Stellar graveyards: Clustering of compact objects in globular clusters NGC 3201 and NGC 6397

TL;DR

This study uses advanced Bayesian modeling and N-body simulations to detect and characterize dark central masses in two globular clusters, revealing populations of white dwarfs and black holes that influence cluster dynamics.

Contribution

It demonstrates the effectiveness of combining Gaia and HST data with Bayesian and N-body methods to robustly identify and analyze dark central masses in globular clusters.

Findings

Detection of ~1000 solar mass dark central mass in both clusters

Preference for an extended dark mass in NGC 6397, mild in NGC 3201

Consistency with populations of white dwarfs and stellar-mass black holes

Abstract

We analyse Gaia EDR3 and re-calibrated HST proper motion data from the core-collapsed and non core-collapsed globular clusters NGC 6397 and NGC 3201, respectively, with the Bayesian mass-orbit modelling code MAMPOSSt-PM. We use Bayesian evidence and realistic mock data sets constructed with AGAMA to select between different mass models. In both clusters, the velocities are consistent with isotropy within the extent of our data. We robustly detect a dark central mass (DCM) of roughly 1000 solar masses in both clusters. Our MAMPOSSt-PM fits strongly prefer an extended DCM in NGC 6397, while only presenting a mild preference for it in NGC 3201, with respective sizes of a roughly one and a few per cent of the cluster effective radius.

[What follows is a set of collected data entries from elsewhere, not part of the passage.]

PR #815, opened 2026-07-18
feat(transport): raw HTTP/1.1 over Bun.connect for faithful header order (opt-in, #813)

askalf:
## What

`fetch()` cannot put Claude Code's request headers on the wire faithfully, and this defeats dario's existing `header_order` machinery. Measured for #813 finding #2 (a distinctive non-alphabetical, mixed-case ordered set sent through `fetch`):

- **Bun `fetch`** → headers **sorted alphabetically** (`X-Claude-Code-Session-Id`-first became `Accept`-first) + `Host`/`Connection`/`Accept-Encoding` injected.
- **Node `fetch`/undici** → order kept but names lowercased, `host`/`connection` hoisted, and `accept-language`/`sec-fetch-mode` **injected** (CC never sends these).

So `orderHeadersForOutbound` builds the right ordered array and `fetch` throws the order away before it reaches the socket.

## Change

New `src/raw-transport.ts` — an **opt-in** upstream transport (`DARIO_RAW_TRANSPORT=1`) that writes the HTTP/1.1 request bytes directly over **`Bun.connect`**. Measured: `Bun.connect`'s TLS ClientHello is byte-identical to Bun's `fetch` (same BoringSSL JA3 Claude Code presents — `d871d02c` on the test box); `node:tls` is **not** (`203503b7`), so `Bun.connect` specifically is required. That yields CC's exact header order + mixed case with zero transport injection **while keeping the matching JA3** — the "you can't win both axes" bind from the issue thread doesn't hold.

It returns a standard `Response`, so it's a **drop-in** for the six upstream `fetch(targetBase, …)` sites in `proxy.ts` (they consume only `.status`/`.headers`/`.text()`/`.body`). Wired behind a one-line selector:

```ts
const dispatchUpstream = useRawTransport ? rawUpstreamFetch : (t, o) => fetch(t, o);
```

**Default OFF.** Falls back to `fetch` on Node (no `Bun.connect`) or when the flag is unset — zero behavior change until you flip it, and a startup log announces the active transport.

## Tests

The socket layer is injected (`RawSocketFactory`), so the framing/decode/streaming is unit-tested under Node's runner over `node:net` (`test/raw-transport.mjs`, 16 assertions, auto-discovered by `all.test.mjs`):
- streaming **chunked** SSE reconstructed incrementally; `transfer-encoding` stripped from surfaced headers
- **gzip** content-encoding decoded on the fly; `content-encoding` stripped (matches `fetch`'s post-decompression view)
- sent header **order + mixed case preserved**, NOT alphabetized, no `accept-language`/`sec-fetch-*` injection
- `content-length` body via `.text()`; pre-aborted signal → `AbortError`

Separately verified by measurement (harness in the issue thread): `Bun.connect` JA3 == `fetch` JA3; on-the-wire header order/casing exact; and the real `bunSocketFactory` + this module streaming SSE end-to-end.

## Follow-ups (not in this PR)

- **`br` / `zstd`** content-encoding: gzip/deflate/br handled; zstd feature-detected. CC advertises all four; Anthropic SSE is gzip/identity in practice, but worth hardening.
- **Transport-header tail positioning**: `Host`/`Content-Length` are appended at the tail rather than positioned from the template's `header_order` (CC's exact tail is `Connection · Host · Accept-Encoding · Content-Length`). The app-header axis `fetch` destroyed is faithful; exact transport-tail order is a refinement.
- **Prod validation**: confirm `Bun.connect == fetch` JA3 holds on the Linux prod platform, and validate a real TLS round-trip, before flipping the flag in prod.

Addresses **finding #2** from #813 (not `Closes` — that issue tracks several items).

### DIFF
--- a/docs/wire-fidelity.md
+++ b/docs/wire-fidelity.md
@@ -12,3 +12,11 @@ Between v3.22 and v3.28, dario's Claude backend closed six axes along which a pr
 | **MCP / sub-agent reach** | v3.26 + v3.27 | Not a wire axis — a *surface* axis. CC-aware tools can now address dario directly (sub-agent from inside CC, MCP server for any MCP client), so operators don't have to switch terminals to introspect the proxy. Read-only by design. | `dario subagent install` / `dario mcp`. See [`mcp-server.md`](./mcp-server.md) and [`sub-agent.md`](./sub-agent.md). |
 
 The six-direction wire-fidelity roadmap is complete. Subsequent releases return to responding to issues and upstream template drift.
+
+## Request header order + casing (opt-in, `DARIO_RAW_TRANSPORT`)
+
+The six axes above are what `fetch()` lets us control. One axis it does **not**: the request header order and casing on the wire. `fetch()` re-normalizes the header block before it leaves the process — under Bun it sorts the names alphabetically, and under Node/undici it lowercases them and injects `accept-language` / `sec-fetch-mode` that Claude Code never sends. So the `header_order` captured in the live template (and replayed by `orderHeadersForOutbound`) is discarded by the transport and never reaches the socket (surfaced empirically in #813).
+
+`DARIO_RAW_TRANSPORT=1` closes that axis by bypassing `fetch` for the upstream `/v1/messages` calls: it writes the HTTP/1.1 request bytes directly over **`Bun.connect`**, whose TLS ClientHello is byte-identical to Bun's `fetch` (the same BoringSSL JA3 Claude Code presents — measured, unlike `node:tls` which diverges). That gives CC's exact header order + mixed case with zero transport injection, while keeping the matching JA3.
+
+Opt-in and **off by default** — the default transport stays `fetch`, so this carries no risk until enabled. Bun-only: under Node (`Bun.connect` absent) the flag is ignored and `fetch` is used. See `src/raw-transport.ts`.
--- a/src/proxy.ts
+++ b/src/proxy.ts
@@ -10,6 +10,7 @@ import { getAccessToken, getStatus } from './oauth.js';
 import { buildHealthResponse, derivePoolStatus, shouldDiscloseHealthInternals } from './health-response.js';
 import { darioVersion } from './version.js';
 import { buildCCRequest, applyCcPromptCaching, parseEffortSuffix, reverseMapResponse, createStreamingReverseMapper, orderHeadersForOutbound, isMcpToolName, CC_TEMPLATE, CC_CACHE_CONTROL, effectiveCacheControl, withForced1hBeta, type ToolMapping, type RequestContext, type EffortValue } from './cc-template.js';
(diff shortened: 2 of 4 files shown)


sprayberry-redline (approved):

**Verdict:** No blocking issues found — clean, well-tested, opt-in change. Approving.

## What I checked

- `gh pr diff 815` in full (566 lines across `docs/wire-fidelity.md`, `src/proxy.ts`, `src/raw-transport.ts`, `test/raw-transport.mjs`).
- CI check-rollup: 14/14 checks green (`build (18/20/22)`, `test`, `compat`, `CodeQL`, `wire-drift`, `docker-cap-drop-smoke`, etc.) — no pending or failing checks.
- The six call sites in `src/proxy.ts` that changed `fetch(targetBase, …)` → `dispatchUpstream(targetBase, …)` (`src/proxy.ts:3078`, `3145`, `3218`, `3237`, `3288`, `3335` per the diff) — all six are covered, matching the PR description's claim of "six upstream `fetch(targetBase, …)` sites."
- The state machine in `src/raw-transport.ts`'s `rawUpstreamFetch` (header serialization → status-line/header parse → chunked/content-length/EOF body framing → gzip/deflate/br decode → abort/close handling), tracing:
  - `onClose` when `phase !== 'body'` → rejects "upstream closed before response headers" (correct: response promise not yet resolved).
  - `onClose` with `bodyComplete` already true → no-op (correct: avoids a spurious truncation error racing the async decoder flush).
  - `onClose` with no `content-length`/not chunked → treated as legitimate EOF via `finishBody()` (correct for identity-encoded streaming bodies).
  - Pre-aborted `AbortSignal` → rejects `AbortError` before the socket factory is even invoked (`if (init.signal.aborted) { reject(...); return; }`) — matches the test at `test/raw-transport.mjs`'s "abort" block.
  - Content-Length/Transfer-Encoding tail synthesis only adds `Host`/`Content-Length` when the caller didn't already supply them — avoids duplicate headers on the wire.

Default is `fetch` (opt-in via `DARIO_RAW_TRANSPORT=1`, further gated on `Bun.connect` availability), so this ships with zero behavior change until explicitly enabled — that significantly de-risks the change regardless of any residual edge case in the new code path.

## What's good

- The socket layer is injected (`RawSocketFactory`), letting the chunked/gzip/streaming/abort logic run under Node's test runner over `node:net` without a real Bun/TLS dependency — good testability design for something that's otherwise hard to unit test.
- The module's header comment is unusually thorough about *why* (JA3 measurements, fetch's header re-normalization on both Bun and Node/undici) and honestly documents known follow-ups (br/zstd hardening, transport-tail header positioning) rather than silently leaving them out.
- Fallback behavior is conservative: Node (no `Bun.connect`) or unset flag → `fetch`, with a startup log announcing which transport is active either way.

No correctness, reuse, efficiency, or coverage issues rose to blocking severity in the changed lines.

We explore the astrophysics behind our results with the CMC Monte Carlo N-body code, whose snapshots best matching the phase space observations lead to similar values for the mass and size of the DCM. The internal kinematics are thus consistent with a population of hundreds of massive white dwarfs in NGC 6397, and roughly 100 segregated stellar-mass black holes in NGC 3201, as previously found with CMC. Such analyses confirm the accuracy of both mass-orbit modelling and Monte Carlo N-body techniques, which together provide more robust predictions on the DCM of globular clusters (core-collapsed or not). This opens possibilities to understand a vast range of interesting astrophysical phenomena in clusters, such as fast radio bursts, compact object mergers, and gravitational waves.